Por outro lado, explica, “mais de 60% deles, além de assumir que existe uma influência da política dentro das polícias no Brasil, compreendem que isso atrapalha as atividades, para as quais eles são designados pela Constituição, de controle da ordem pública. Isso mostra que os policiais estão compreendendo o que está acontecendo nesses últimos anos quanto à interferência política dentro das tropas”.

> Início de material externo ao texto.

Issue #7320, opened 2025-07-02
Update Sample: logging/datadog


RyanThomasForge:
Add an NServiceBus 10 version of this sample: [logging/datadog](https://github.com/Particular/docs.particular.net/blob/master/samples/logging/datadog/)

> Path: samples/logging/datadog/

PR #7590, opened 2025-07-31
Add Datadog Logging sample for NServiceBus 10

hsvotwa:
Fixes https://github.com/Particular/docs.particular.net/issues/7320.

### DIFF
--- a/samples/logging/datadog/Core_10/Endpoint/LoadSimulator.cs
+++ b/samples/logging/datadog/Core_10/Endpoint/LoadSimulator.cs
@@ -1,0 +1,56 @@
+﻿using System;
+using System.Threading;
+using System.Threading.Tasks;
+using NServiceBus;
+
+// Simulates busy (almost no delay) / quiet time in a sine wave
+class LoadSimulator(IEndpointInstance endpointInstance, TimeSpan minimumDelay, TimeSpan idleDuration)
+{
+    CancellationTokenSource tokenSource = new();
+    TimeSpan idleDuration = TimeSpan.FromTicks(idleDuration.Ticks / 2);
+    Task fork;
+
+    public Task Start()
+    {
+        fork = Loop();
+        return Task.CompletedTask;
+    }
+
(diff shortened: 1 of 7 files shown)


samples/logging/datadog/Core_10/Endpoint/SomeCommand.cs
```diff
@@ -0,0 +1,5 @@
+﻿using NServiceBus;
+
+class SomeCommand : ICommand
+{
+}
```
mauroservienti:
```suggestion
class SomeCommand : ICommand;
```

samples/logging/datadog/Core_10/Endpoint/Program.cs
mauroservienti, line 1: Is there a reason this is not using the Host?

Betina alerta ainda para o fato de quase 40% enxergarem as reivindicações desses atos como legítimas e não atentatórias à democracia. “Isso, de fato, preocupa porque especialistas e parte da mídia mostraram como essas pautas, na verdade, buscavam desestabilizar a democracia, pedindo novas eleições, intervenção militar, recontagem de votos”.
Para ela, isso traz riscos graves à democracia “primeiramente porque esses policiais são os mesmos que estão atuando na contenção da população, nas abordagens, enfim, em todo o trabalho cotidiano que a polícia realiza”. Nesse sentido, diz, “quando a gente vê que existe uma adesão, mesmo que não seja majoritária ou mesmo que não seja de todas as polícias, a pautas antidemocráticas, isso com certeza se reflete em atuações mais autoritárias, que muitas vezes desrespeitam os direitos humanos, que não respondem a toda a legalidade estabelecida pela nossa legislação”.

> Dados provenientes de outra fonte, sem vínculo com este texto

PR #7721, opened 2025-08-12
Added the 2 new options for endpoint type

johnsimons:
These are introduced in https://github.com/Particular/ServicePulse/pull/2580

### DIFF
--- a/servicepulse/usage.md
+++ b/servicepulse/usage.md
@@ -35,7 +35,7 @@ The report file must be provided to Particular upon request, it is **not** autom
 
 ## Viewing usage summary
 
-At any time the system usage can be viewed on the Usage page.
+At any time, the system usage can be viewed on the Usage page.
 This page has two tabs:
 
 - [Detected endpoints](#viewing-usage-summary-detected-endpoints)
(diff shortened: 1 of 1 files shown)


servicepulse/usage.md
```diff
@@ -89,6 +89,14 @@ An endpoint that is expected to no longer be used within the next 30 days. These
 
 Not an NServiceBus endpoint. These are broker queues or other messaging infrastructure that should not be included in NServiceBus licensing calculations.
 
+#### Gateway or Bridging Endpoint
+
+This is an infrastructure endpoint used by the Particular Platform<
```
mikeminutillo: Should these `<` be `.`?

mikeminutillo: Given that these have the same descriptions, will customers know which one to pick?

Da mesma forma, ela vê com preocupação a forma como esses efetivos podem agir com relação a manifestações legítimas, de movimentos sociais, em contraposição ao que aconteceu no 8 de janeiro. “Na invasão às sedes dos Três Poderes, que atentou contra a democracia pedindo intervenção militar, aquelas pessoas estavam sendo protegidas pela polícia, elas foram escoltadas, vimos cenas lamentáveis de policiais filmando esses extremistas”, lembra. E completa: “a discricionaridade na forma de tratamento é algo que evidencia a adesão de parte dos policiais a pautas de extrema-direita, conservadoras, enfim, golpistas em último caso”.
Betina explica que desde 2020, o Fórum Brasileiro de Segurança Pública vem identificando a bolsonarização de parte dos agentes da segurança. “Percebemos que essa é uma questão que vem crescendo e é algo bastante preocupante se a gente quer pensar um país com uma polícia democrática, que respeite a legislação”.
Em sua avaliação, a superação desse cenário passa, entre outras medidas, pela limitação à forma como esses agentes usam as redes sociais, se envolvem na política e na formação dada às forças de segurança. “A gente pode pensar, primeiro, numa regulamentação do uso das redes sociais por parte das polícias. Muitos as usam como forma de autopromoção. Às vezes a gente vê redes sociais de policiais que mostram abordagens, investigações e atividades cotidianas que podem acabar influenciando certa visão de mundo porque eles mostram não apenas o seu trabalho; às vezes junto disso vem uma ideologia que nem sempre é democrática, nem sempre é de respeito aos direitos humanos”.
Quanto aos policiais que tentam a carreira política, a pesquisadora defende que também haja mudanças em relação ao que ocorre hoje. “A legislação do país permite que o policial que se candidata, quando não é eleito, volte para corporação. Ele foi para uma campanha política, se envolveu com as pautas e com o universo da política de modo bem amplo e ele retorna para corporação obviamente contaminado por toda essa questão. Ao retornar à corporação, é muito fácil que essa pessoa vire um líder, alguém que possa conduzir os trabalhos nem sempre de forma completamente isenta. Esse é um outro ponto que precisa ser repensado pelo Legislativo e é algo bastante urgente que o Fórum já vem também apontando há algum tempo”.
Por fim, pontua, é preciso enfrentar questões estruturantes das polícias. Para ela, é necessalário que haja uma formação mais humana, não autoritária e não baseada em preceitos militares. “A polícia, de modo geral, tem ainda uma estrutura muito autoritária, uma herança (da ditadura) que, de alguma forma, acaba produzindo esse efeito de uma adesão mais forte ao bolsonarismo ou ao conservadorismo, enfim, a pautas da extrema-direita de modo geral”.